The President of the ECB, Christine Lagarde, addresses concerns regarding growth risks and interest rates

    by VT Markets
    /
    Oct 31, 2025

    Christine Lagarde, President of the European Central Bank, discussed the ECB’s choice to maintain key rates at the October policy meeting. Lagarde noted that some downside risks to growth have lessened, although the same cannot be said for inflation.

    Interest rates impact loans and savings and are set by central banks aiming for price stability, usually around a 2% inflation target. When inflation is below target, central banks might reduce rates to spur the economy; when it is above target, rates might be raised to curb inflation.

    Currency Strength And Interest Rates

    A country’s currency can strengthen with higher interest rates, making it more appealing for global funds. Conversely, higher interest rates can lower the price of Gold as they elevate the opportunity cost of holding Gold compared to interest-bearing assets.

    The Fed funds rate is the overnight lending rate between US banks, set by the Federal Reserve during FOMC meetings. It significantly influences market behaviour, with the CME FedWatch tool monitoring expectations for future rate changes.

    The European Central Bank is signaling that interest rates will remain elevated for the foreseeable future. With downside growth risks fading but inflation concerns persisting, we should not expect any policy easing in the coming months. This means positions that bet on interest rate cuts, such as being long Euribor futures for early 2026 delivery, now carry significant risk.

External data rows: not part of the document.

PR #9564, opened 2023-01-02
Fix #9562: Add duration in usage ingestion

### LINKED ISSUE #9562: Store execution time while usage ingestion
**Affected module**
Ingestion Framework

**Describe the bug**
Store execution time while usage ingestion

ulixius9:
### Describe your changes :

Fix #9562: Add duration in usage ingestion

#
### Type of change :

- [x] Bug fix

#
### Checklist:

#
### Reviewers

@open-metadata/ingestion


ingestion/src/metadata/ingestion/source/database/databricks/usage.py
```diff
@@ -102,6 +102,9 @@ def process_table_query(self) -> Optional[Iterable[TableQuery]]:
                                 endTime=row.get("execution_end_time_ms"),
                                 analysisDate=datetime.now(),
                                 serviceName=self.config.serviceName,
+                                duration=row.get("duration") / 1000
+                                if row.get("duration")
+                                else None,
```
ayush-shah, line 107:
```suggestion
                                duration=row.get("duration", 0) / 1000
                                or None,
```

ayush-shah, line 107: will it be possible to edit the sqlalchemy query and get it divided by 1000 there itself

ulixius9: for databricks we are not executing a query to fetch query history instead we are hitting a rest api

ulixius9: actually I made do it this way voluntarily because it's possible for `row.get("duration")` to be 0 and `0 or None` will return None so could be a misinformation similarly if we just do `row.get("duration",0)/1000` then if duration is not available then by default it will show 0 as duration which again could be a misinformation.


WDYT?

ingestion/src/metadata/ingestion/source/database/postgres/query_parser.py
```diff
@@ -154,6 +154,7 @@ def process_table_query(self) -> Optional[Iterable[TableQuery]]:
                                 databaseName=self.get_database_name(row),
                                 serviceName=self.config.serviceName,
                                 databaseSchema=self.get_schema_name(row),
+                                duration=row.get("duration"),
```
OnkarVO7, line 157: It might make sense to typecast this into `int` since the field is an `int` field

ayush-shah: +1

OnkarVO7 (approved):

    This cautious stance reminds us of the 2022-2023 period, where we learned that declaring victory over inflation too early can be a costly mistake. The latest Eurostat flash estimate showed core inflation unexpectedly ticking up to 2.9%, reinforcing the bank’s hesitancy to pivot. Therefore, the ECB is likely to hold its restrictive stance until inflation is firmly on a path back to its 2% target.

    Impact On Markets

    This creates a clear divergence with the United States, where the latest PCE data came in below expectations, leading the CME FedWatch tool to price in a 40% chance of a rate cut by the Federal Reserve in the first quarter of 2026. This policy gap should provide underlying support for the Euro against the US Dollar. We should consider long positions in the EUR/USD pair, potentially using call options to limit downside risk.

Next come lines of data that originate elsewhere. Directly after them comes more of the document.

Issue #8961, opened 2022-11-23
Ingestion doesn't retrieve meta description from MSSQL objects including database, table, and column


chenteddybear:
**Affected module**
Does it impact the UI, backend or Ingestion Framework?

**Describe the bug**
Getting this warning message "WARNING - Table description error for table"  and ingestion doesn't retrieve any meta description from MSSQL , including database, table, and column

    For equity index traders, this environment of “great uncertainty” suggests volatility may be the best way to play the market. The improved growth outlook, supported by Germany’s rising Ifo Business Climate index, is positive, but sustained high rates will cap gains. Consider strategies that profit from price swings in the Euro Stoxx 50, while also looking at opportunities in the technology sector given the noted increase in AI investment.

    The prospect of sustained high interest rates in Europe increases the opportunity cost of holding non-yielding assets like gold. This environment tends to weigh on the precious metal, even with ongoing geopolitical uncertainty. We should be cautious about long gold positions and could view rallies as opportunities to initiate shorts or buy put options.